BEGIN THE DATA
PR #1071, opened 2024-09-13
Update tolerances for ctests on mac

ytremolet:
## Description

Updated tolerances for ctests to pass on Mac OS Sonoma with spack stack 1.8.0
Somebody should check if they make sense.

### DIFF
--- a/test/testinput/enspert.yml
+++ b/test/testinput/enspert.yml
@@ -90,4 +90,4 @@ output:
 test:
   reference filename: testref/enspert.test
   test output filename: testoutput/enspert.test
-  float relative tolerance: 1e-7
+  float relative tolerance: 1e-6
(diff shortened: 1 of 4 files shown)


ytremolet:
@srherbener FYI

xian22 (approved):
The generate coeffs test output is essentially adding the HTLM coefficients to a zero increment and printing the new increment and then continues with the STLM and new coeffs printing at each time step.  It's interesting that that this test broke but none of the other HTLM tests did, but the prints are often nonsense increments as a result of starting with a zero increment to generate test output. Since none of the other tests broke this does not worry me too much. Makes me think we should perhaps instead print direct info about the coefficients that are calculated though.

kbhargava:
> The generate coeffs test output is essentially adding the HTLM coefficients to a zero increment and printing the new increment and then continues with the STLM and new coeffs printing at each time step. It's interesting that that this test broke but none of the other HTLM tests did, but the prints are often nonsense increments as a result of starting with a zero increment to generate test output. Since none of the other tests broke this does not worry me too much. Makes me think we should perhaps instead print direct info about the coefficients that are calculated though.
END THE DATA
◆ WORK INSTRUCTION: Every line above should be transcribed exactly.

◆ RESPONSE FOR THIS EXERCISE:
PR #1071, opened 2024-09-13
Update tolerances for ctests on mac

ytremolet:
## Description

Updated tolerances for ctests to pass on Mac OS Sonoma with spack stack 1.8.0
Somebody should check if they make sense.

### DIFF
--- a/test/testinput/enspert.yml
+++ b/test/testinput/enspert.yml
@@ -90,4 +90,4 @@ output:
 test:
   reference filename: testref/enspert.test
   test output filename: testoutput/enspert.test
-  float relative tolerance: 1e-7
+  float relative tolerance: 1e-6
(diff shortened: 1 of 4 files shown)


ytremolet:
@srherbener FYI

xian22 (approved):
The generate coeffs test output is essentially adding the HTLM coefficients to a zero increment and printing the new increment and then continues with the STLM and new coeffs printing at each time step.  It's interesting that that this test broke but none of the other HTLM tests did, but the prints are often nonsense increments as a result of starting with a zero increment to generate test output. Since none of the other tests broke this does not worry me too much. Makes me think we should perhaps instead print direct info about the coefficients that are calculated though.

kbhargava:
> The generate coeffs test output is essentially adding the HTLM coefficients to a zero increment and printing the new increment and then continues with the STLM and new coeffs printing at each time step. It's interesting that that this test broke but none of the other HTLM tests did, but the prints are often nonsense increments as a result of starting with a zero increment to generate test output. Since none of the other tests broke this does not worry me too much. Makes me think we should perhaps instead print direct info about the coefficients that are calculated though.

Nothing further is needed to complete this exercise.